- **Required work**
The reply should be one number: how many lines of the data below contain "Object".

- **Available data**
PR #13889, opened 2024-09-10
[ACTION] Improve Notion actions to loop block-creation, comply with request limits

### LINKED ISSUE #13857: [ACTION] Improve Notion actions to loop block-creation, comply with request limits
I'd like the Notion actions that can create blocks to execute a loop that will allow for an arbitrary number of blocks to be created, beyond the limits of a single API request.

The relevant limits are:

- A request can contain only 1,000 total blocks
- A request that allows for a children array can handle nesting to 2 levels (e.g. you can do a Toggle block, with Paragraph children, which each have a Rich Text Object array). I'm not sure if the Rich Text Object array on a block counts as a level, so I'm not sure if you could do the above example at the same time you create a page (where the Toggles would be in the children array of the page).
- Any array can have up to 100 elements
- A Rich Text Object can have up to 2,000 characters

Notion - specifically these actions:

- Create Page (will need to create the page, then use the Append Block Children endpoint for additional blocks)
- Create Page in Database (will need to create the page, then use the Append Block Children endpoint for additional blocks)
- Append Blocks

https://developers.notion.com/reference/request-limits

jcortes:
… blocks each

## WHY

Added `chunkArray` function to get chunks of 1000 blocks each

Resolves #13857

## Summary by CodeRabbit

- **New Features**
	- Introduced a method for processing large arrays in manageable chunks, improving performance when appending blocks.
	- Updated user feedback to reflect the total number of blocks appended after processing.

- **Chores**
	- Updated the version of the `@pipedream/notion` package to 0.1.20.

### DIFF
--- a/components/notion/actions/append-block/append-block.mjs
+++ b/components/notion/actions/append-block/append-block.mjs
@@ -117,6 +117,6 @@ export default {
     const totalAppended = results.reduce((sum, res) => sum + res.length, 0);
 
     $.export("$summary", `Appended ${totalAppended} block(s) successfully`);
-    return results;
+    return results.flat();
   },
 };


michelle0927 (approved):
LGTM!

michelle0927 (approved):

PR #13949, opened 2024-09-13
Remove docs v3 redirects

andrewjschuang:
## Summary by CodeRabbit

- **New Features**
	- Streamlined routing configuration by removing outdated paths and redirects related to version 3 of the documentation.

- **Written response**
2